First, there was a recent post on what people spend a lot of their time doing as bioinformaticians. It was called What Do You Waste Your Time On. You might get some ideas there.
Second, there is a high level of programming ability in the bioinformatics community. So, many are used to just scripting whatever they need. In a lot of cases, the end users of bioinformatics software are other programmers. So many programs never get very much polish because the users can usually hack them into something usable without a lot of handholding. Two addition causes of gaps in available software are that the technology keeps changing, making old software obsolete and necessitating new versions, and that most bioinformaticians work in an academic environment where inventing new things is rewarded and maintaining old things is not. I bring all this up so you can a sense of what the bioinformatics software ecosystem is like since you are thinking of getting involved.

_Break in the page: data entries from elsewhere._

PR #3373, opened 2022-09-21
Adjusted initialization of admin-client-ui with different urls in hostname and hostname-admin

srose:
## Motivation
Fix https://github.com/keycloak/keycloak-ui/issues/3374 

## Brief Description
Use the "correct" URLs for initialization.

## Verification Steps
Start keycloak with --hostname and a different --hostname-admin.
Try to access the admin-konsole.
Either CORS Issues from calling --hostname based URLs from within the --hostname-admin or the calls go to --hostname without error.
The --hostname-admin must be used for all ajax calls from within the admin-console.

## Checklist:

## Additional Notes
Work in progress. Missing tests, but want to verify the direction this is heading.

### DIFF
--- a/apps/admin-ui/src/context/auth/AdminClient.tsx
+++ b/apps/admin-ui/src/context/auth/AdminClient.tsx
@@ -85,7 +85,7 @@ export async function initAdminClient() {
   const adminClient = new KeycloakAdminClient();
 
   adminClient.setConfig({ realmName: environment.loginRealm });
-  adminClient.baseUrl = keycloak.authServerUrl ?? environment.authServerUrl;
+  adminClient.baseUrl = environment.authUrl;
   adminClient.registerTokenProvider({
     async getAccessToken() {
       try {


jonkoops (approved):

jonkoops:
I'm approving this as it resolves an issue that users are having in production. However it would be nice if we can regression test this issue in CI somehow.

edewit (approved):

XcrigX:
I see this commit under the 19.0.3 tag. I upgraded to the the 19.0.3 docker image to get this fix, but when accessing the admin console from _hostname-admin_ the logon is redirecting to _hostname_ for the login screen, then back to hostname-admin after authentication. 
I assume that's not correct?

stianst:
> I see this commit under the 19.0.3 tag. I upgraded to the the 19.0.3 docker image to get this fix, but when accessing the admin console from _hostname-admin_ the logon is redirecting to _hostname_ for the login screen, then back to hostname-admin after authentication. 
> I assume that's not correct? 
> @jonkoops @stianst 
> 

Yes

srose:
Imho thats correct. The admin-ui is another application protected by keycloak. When using the admin-ui by accessing hostname-admin a redirect to the hostname is exactly what should happen.

XcrigX:
My thought was that this commit would make all calls from admin console completely remain on the _hostname-admin_- in most cases this means they remain within the intranet and don't go through the public hostname/proxy. 
I'm not informed enough to understand if that is reasonable/desirable. I may just be misunderstanding what this PR does. 

For context - I am debugging a different issue where I'm getting an _invalid_token_ error when logging into the admin console leading to a re-direct loop. I suspect my proxy/firewall is truncating the payload on the post to _/token_ coming through the _hostname_. I don't have direct access to the firewall to verify this or to see why however, so was hoping this commit was an easy workaround without the need to open a ticket with the infra team who manages the firewall.

XcrigX:
Your response makes sense @srose. 
I don't want to clutter up this thread too much with an unrelated issue - but I just got off a troubleshooting call with our network security team. Fortiweb is flagging the _/token_ request as malicious due to the cookie - "cookie signed verification failed". We don't know exactly what about the cookie it doesn't like, but if we disable cookie security at the firewall it works fine. 
I suspect this may be because the admin hostname is not resolvable for Fortiweb, or perhaps the public/private hostnames are being mixed somewhere perhaps (I'm using 18.0.2 in this setup) ? 

The traffic pattern is like this:   public hostname  (Foriweb firewall/gateway) -> internal "proxy" (Azure API Manager) -> private hostname (Azure load balancer with a private DNS name pointing to a KC running in kubernetes). 

So not necessarily a Keycloak problem - but possibly a problem for some users in production setups. 
If I determine exactly what the cookie problem is I'll report back.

Third, my suggestion for a cool project that would be tremendously helpful and accessible to the beginner is writing a program that can easily translate between a large number of bioinformatics data formats. There are a few programs that do some conversions, but no single program that does the vast majority of conversions between say: bed, bedgraph, fixed wiggle, variable wiggle, bigwig, bigbed, sam, bam, fastq, fasta. This is a tremendous amount of work though.
Wow!!!!!!!!!!!!
My comment was just meant to illustrate the eclectic nature of the field. People that work on RNA structure prediction, high throughput sequencing, databases for system's biology, theoretical aspects, phylogeny etc will use vary different software, there is no software that is a sine qua non for being a bioinformatician.
Ok thanks. I'm new at this, so I was looking for a more concrete answer. But I do understand what you mean. I should have been a bit more specific.